How to scale RL to 10^26 FLOPs(blog.jxmo.io)

82 pointsby jxmorris127 months ago6 comments

moconnor7 months ago
A very long way of saying "during pretraining let the models think before continuing next-token prediction and then apply those losses to the thinking token gradients too."
It seems like an interesting idea. You could apply some small regularisation penalty to the number of thinking tokens the model uses. You might have to break up the pretraining data into meaningfully-paritioned chunks. I'd be curious whether at large enough scale models learn to make use of this thinking budget to improve their next-token prediction, and what that looks like.
tekacs7 months ago
Besides the great subject matter, I love how densely packed this article is with links to relevant papers and materials!
(Because I almost missed this) In the comments on the post someone linked to this paper: https://arxiv.org/html/2408.15240v1
mvkel7 months ago
Grok 4 is effectively Grok 3 with massively scaled RL, and the improvements on the benchmarks (and experientially) are minimal.

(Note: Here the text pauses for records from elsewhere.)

PR #268, opened 2026-07-30
Linear declares its vocabulary, and a rendered sentence names its subject (F-1129)

AFFFPupu:
## What

The Linear twin declares an assertable check vocabulary — **eight checks**, a state model, fixture worlds, and a contract suite — and tasks 24, 25 and 26 are rewritten so every criterion names its own subject. `pome checks linear` answers with a vocabulary instead of "not migrated yet".

## Why

F-1129, milestone A3. Linear resolved **0 of 9** shipped `[code]` criteria — the joint-largest gap in the corpus. Its five cloud-side regexes keyed on `identifier` ("ENG-123") or issue number, and **not one** of the nine criteria uses either; every one names a title. The registries and the tasks were built for each other and had never once met.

Is this a flaw in theory, or application?
- k__7 months ago
  Half-OT:
  Is there any info out there how the major models differ?
Iwan-Zotow7 months ago
More data? Where it supposed to come from?
sync_silver937 months ago
[flagged]
childintime7 months ago
The chemistry of RL dictates that 10^26 FLOPS is about 166 FLOP-mols. But how much weight is this? An electron/FLOP or 1eV/FLOP? That's 0.55mg or just 1ng. Regardless, I'd say it's close to 7 brainfucks, as it's common knowledge they exert a logarithmic force on the intelligence weighing apparatus, F = m * log2(a).